The SCO Group Inc. said Thursday it plans to emerge from Chapter 11 bankruptcy in the coming year as a private company through a $100 million investment from a private-equity investment partnership and Middle Eastern partners.

The Lindon-based company, which has been mired in litigation regarding ownership of the Unix computer operating system and alleged misuse of Unix source code, said its reorganization plan will "enable the company to see SCO's legal claims through to their full conclusion."

The $100 million from Stephen Norris Capital Partners and its undisclosed partners in the Middle East will finance the reorganization plan, SCO said Thursday.

Norris will take a controlling interest in SCO and take the company private. SCO said Norris has developed a business plan that features unveiling new products.

"We saw a tremendous investment opportunity in SCO and its vast range of products and services, including many new innovations ready or soon to be ready to be released into the marketplace," Stephen Norris, managing partner for Stephen Norris Capital Partners, said in a news release. "We expect to quickly develop these opportunities, and to stand behind SCO's existing base of customers and partners."

An SCO spokeswoman on Thursday declined to comment on the matter.

SCO said in a news release that its board of directors has unanimously determined that the financing and reorganization plan "is in the best long-term interest of SCO and its subsidiaries, as well as its customers, shareholders, creditors and employees."

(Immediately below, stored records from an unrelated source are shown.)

PR #2047, opened 2022-05-23
IBX-857: Added call invalidateSize on each map when tab clicked and if tab contains any map

mateuszdebinski:
| Question      | Answer
| ------------- | ---
| Tickets       | [IBX-857](https://issues.ibexa.co/browse/IBX-857)
| Bug fix?      | yes
| New feature?  | no
| BC breaks?    | no
| Tests pass?   | yes
| Doc needed?   | no

Because the map is not visible immediately (display:none;) the map can't compute the correct position, therefore the call invalidateSize(true); has been added for maps when changing the tab, thanks to which it is able to calculate the correct position

#### Checklist:
- [x] Ready for Code Review

### DIFF
--- a/src/bundle/Resources/public/js/scripts/fieldType/ezgmaplocation.js
+++ b/src/bundle/Resources/public/js/scripts/fieldType/ezgmaplocation.js
@@ -1,4 +1,4 @@
-(function(global, doc, eZ, Leaflet) {
+(function(global, doc, eZ, Leaflet, $) {
     const SELECTOR_FIELD = '.ez-field-edit--ezgmaplocation';
     const SELECTOR_ADDRESS_INPUT = '.ez-data-source__field--address .ez-data-source__input';
     const SELECTOR_LAT_FIELD = '.ez-data-source__field--latitude';
@@ -18,6 +18,7 @@
     const VALIDATE_LONGITUDE = 'validateLongitude';
     const VALIDATE_LATITUDE = 'validateLatitude';
     const VALIDATE_ADDRESS = 'validateAddress';
+    const maps = [];
 
     class EzGMapLocationValidator extends eZ.BaseFieldValidator {
         /**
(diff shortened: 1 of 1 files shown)


dew326 (approved):

src/bundle/Resources/public/js/scripts/fieldType/ezgmaplocation.js
```diff
@@ -618,5 +620,14 @@
         }
     });
 
+    $('.ez-tabs a').on('shown.bs.tab', (event) => {
+        const id = event.target.getAttribute('href');
+        const element = doc.querySelector(id);
+
+        if (element.querySelectorAll(SELECTOR_FIELD).length > 0) {
+            maps.forEach(map => map.invalidateSize(true));
```
tischsoic: code formatting (Prettier)
```suggestion
            maps.forEach((map) => map.invalidateSize(true));
```

src/bundle/Resources/public/js/scripts/fieldType/ezgmaplocation.js
```diff
@@ -618,5 +620,14 @@
         }
     });
 
+    $('.ez-tabs a').on('shown.bs.tab', (event) => {
+        const id = event.target.getAttribute('href');
+        const element = doc.querySelector(id);
```
tischsoic:
```suggestion
        const tabPaneSelector = event.target.getAttribute('href');
        const tabPane = doc.querySelector(tabPaneSelector);
```

src/bundle/Resources/public/js/scripts/fieldType/ezgmaplocation.js
```diff
@@ -618,5 +620,14 @@
         }
     });
 
+    $('.ez-tabs a').on('shown.bs.tab', (event) => {
```
tischsoic: We avoid using elements selectors and tend to use CSS classes instead:
```suggestion
    $('.ez-tabs .nav-link').on('shown.bs.tab', (event) => {
```

tischsoic (changes requested):

OstafinL (approved):

tischsoic (approved):

GrabowskiM (approved):

bogusez (approved):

"Not only will this deal position us to emerge from Chapter 11, but it also marks an exciting future for our business," said Jeff Hunsaker, president and chief operating officer of SCO Operations. "This significant financial backing is positive news for SCO's customers, partners and resellers who continue to request upgrades and rely upon SCO's Unix services to drive their business forward."

SCO licenses Unix software technology and provides mobile services.

Norris co-founded The Carlyle Group, a private equity and leveraged buyout firm in Washington, D.C, where he served as a founder and managing director until 1995. Information from SCO indicates that Norris has made, directed or participated in more than 125 leveraged buyouts, venture capital and real-estate equity investments totaling more than $6 billion.

He also has structured and negotiated investments of more than $1 billion on behalf of a prominent Middle Eastern investor in Citicorp, Euro Disney and the Four Seasons Hotel Co. Those investments have returned "well over" $10 billion, it said.

Norris was appointed in 1990 by then-President George H.W. Bush as one of the five members of the $68 billion Federal Retirement Thrift Investment Board.

Norris' partner, Mark Robbins, has experience in structured finance and private equity as co-founder and managing partner of Peninsula Advisors. Robbins has managed and originated more than $1.2 billion in private placements, SCO said.

SCO has been in litigation with Novell Inc. about ownership of Unix copyrights and with International Business Machines Corp. about alleged misappropriation of Unix source code into Linux, an "open source" operating system whose code is freely shared.

A federal judge in August ruled that Novell owned the Unix copyrights. Novell, a seller of Linux software, had contended that SCO did not have the right to demand royalties from IBM or other Linux users. SCO filed for bankruptcy protection in September.